Weekend Gardening: February Tips

February 9, 2013

Here are gardening tips for the month of February from the Santa Rosa Extension Service:

Flowers

  • Re-fertilize cool season flowerbeds, using a liquid or granular form of fertilizer. Be careful not to apply excessive amounts and keep granules away from the base of stems.
  • Prepare flowerbeds for spring planting by adding and incorporating soil amendments like mushroom compost, manure or homemade compost. Till or spade the bed to incorporate the amendments with the existing soil to a depth of 6 to 8 inches. Allow the prepared bed to lie undisturbed for 3 to 4 weeks before planting.
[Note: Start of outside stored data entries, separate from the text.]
PR #3039, opened 2023-10-17
EKS provider updates

SamRemis:
This PR updates the existing container credential fetcher to support retrieving credentials from EKS

### DIFF
--- a/botocore/credentials.py
+++ b/botocore/credentials.py
@@ -1927,12 +1927,12 @@ class ContainerProvider(CredentialProvider):
                 auth_token = token_file.read()
         elif self.ENV_VAR_AUTH_TOKEN in self._environ:
             auth_token = self._environ[self.ENV_VAR_AUTH_TOKEN]
-        if auth_token:
+        if auth_token is not None:
             self._validate_auth_token(auth_token)
             return {'Authorization': auth_token}
 
     def _validate_auth_token(self, auth_token):
-        if "\r\n" in auth_token:
+        if "\r" in auth_token or "\n" in auth_token:
             raise ValueError("Auth token value is not a legal header value")
 
     def _create_fetcher(self, full_uri, headers):
--- a/botocore/credentials.py
+++ b/botocore/credentials.py
@@ -1886,6 +1886,7 @@ class ContainerProvider(CredentialProvider):
     ENV_VAR = 'AWS_CONTAINER_CREDENTIALS_RELATIVE_URI'
     ENV_VAR_FULL = 'AWS_CONTAINER_CREDENTIALS_FULL_URI'
     ENV_VAR_AUTH_TOKEN = 'AWS_CONTAINER_AUTHORIZATION_TOKEN'
+    ENV_VAR_AUTH_TOKEN_FILE = 'AWS_CONTAINER_AUTHORIZATION_TOKEN_FILE'
 
     def __init__(self, environ=None, fetcher=None):
         if environ is None:
@@ -1919,9 +1920,20 @@ class ContainerProvider(CredentialProvider):
         )
 
     def _build_headers(self):
-        auth_token = self._environ.get(self.ENV_VAR_AUTH_TOKEN)
-        if auth_token is not None:
+        auth_token = None
+        if self.ENV_VAR_AUTH_TOKEN_FILE in self._environ:
+            auth_token_file_path = self._environ[self.ENV_VAR_AUTH_TOKEN_FILE]
+            with open(auth_token_file_path, 'r') as token_file:
+                auth_token = token_file.read()
+        elif self.ENV_VAR_AUTH_TOKEN in self._environ:
+            auth_token = self._environ[self.ENV_VAR_AUTH_TOKEN]
+        if auth_token:
+            self._validate_auth_token(auth_token)
             return {'Authorization': auth_token}
+
+    def _validate_auth_token(self, auth_token):
+        if "\r\n" in auth_token:
+            raise ValueError("Auth token value is not a legal header value")
 
     def _create_fetcher(self, full_uri, headers):
         def fetch_creds():
--- a/botocore/credentials.py
+++ b/botocore/credentials.py
@@ -1923,7 +1923,7 @@ class ContainerProvider(CredentialProvider):
         auth_token = None
         if self.ENV_VAR_AUTH_TOKEN_FILE in self._environ:
             auth_token_file_path = self._environ[self.ENV_VAR_AUTH_TOKEN_FILE]
-            with open(auth_token_file_path, 'r') as token_file:
+            with open(auth_token_file_path) as token_file:
                 auth_token = token_file.read()
         elif self.ENV_VAR_AUTH_TOKEN in self._environ:
             auth_token = self._environ[self.ENV_VAR_AUTH_TOKEN]
--- a/botocore/utils.py
+++ b/botocore/utils.py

This provides time for some important biological activity to take place, and new plants are less likely to suffer from stem and root rots as a result. Have a soil test done. Sometimes lime is needed. However, a lime application should be made only if the need is revealed by the test.
  • Replenish mulch in flowerbeds.
  • Prune rose bushes.

Trees and Shrubs

  • February is possible the best month for rejuvenation of old, overgrown shrubs. When pruned now, plants have an entire growing season to recover.
  • Prune summer flowering deciduous shrubs such as Althea and Hibiscus. Since they flower on current season’s growth, flowering can actually be enhanced by proper pruning
  • Do NOT prune the spring flowering shrubs yet. Azaleas, Spiraeas and Forsythia flower during early spring because buds were formed last summer and fall. Pruning in February would therefore remove most of the flower buds.
  • Cold damaged trees and shrubs should NOT be pruned until new growth appears. You want to preserve as much healthy plant material as possible.
  • Replenish mulch in shrub beds
  • Finish planting ornamental and fruit trees.

Fruits and Nuts

  • Fertilize established pecan trees. Use a “special pecan fertilizer” that contains zinc. Use 2 lbs. for every year of age of the tree up to a maximum of 55 lbs. Broadcast the fertilizer evenly beneath the tree.
  • Fertilize established peach, plum, pear, persimmon, apple and fig. Apply about 1 ½ lbs of a 10-10-10 (or similar) fertilizer for each year of age of the tree until a maximum of 10 to 15 lbs. per tree is reached.
  • Blueberries are very sensitive to nitrogen and can be killed easily, particularly when they are young. Fertilize only if your goal is to increase yield or berry size. An annual application of 2 ounces of a special “azalea/camellia” or “special blueberry” type fertilizer per plant in February is ample fertilizer on 2-year-old plants.
  • Prune muscadine grapes between mid-February to mid-March. A standard method is to allow 2 to 4 node spurs spaced every 6 inches of cordon. You may notice that pruning cuts bleed, but there is no evidence that this is injurious to the vine.
  • Grapes (bunch and muscadine) should be fertilized at the rate of 1 ½ lbs of 10-10-10 for each year of age with a maximum of 5 lbs per plant applied in late February.
  • Last call for planting fruit trees! Most fruit trees such as pecans, plums, persimmons, figs, peaches and nectarines are shipped bare roots and should be planted during the dormant season.
  • Apply a spray containing horticultural oils emulsion to dormant fruit trees and ornamental shrubs. Follow label directions carefully.

Vegetable Garden

  • Several winter vegetables can still be successfully grown by starting them this month. Plant beets, broccoli, cabbage, carrots, cauliflower, celery, Chinese cabbage, collards, endive/escarole, kale, kohlrabi, leek, lettuce, mustard, parsley, English peas, radish and turnips.
  • Plant Irish potatoes. Purchase certified seed potatoes rather than using the grocery store kinds. Use 2-ounce seed pieces with eyes and plant them 3 to 4 inches deep.
  • Prepare spring vegetable and herb beds for planting by adding and incorporating soil amendments like mushroom compost, manure or homemade compost. Wait 3 to 4 weeks before planting.

Lawns

  • Hold off on fertilizing the lawn. It is still too early for an application of nitrogen containing product. Cold temperatures and lack of plant response would likely result in wasted fertilizer. However, your winter weeds would benefit greatly.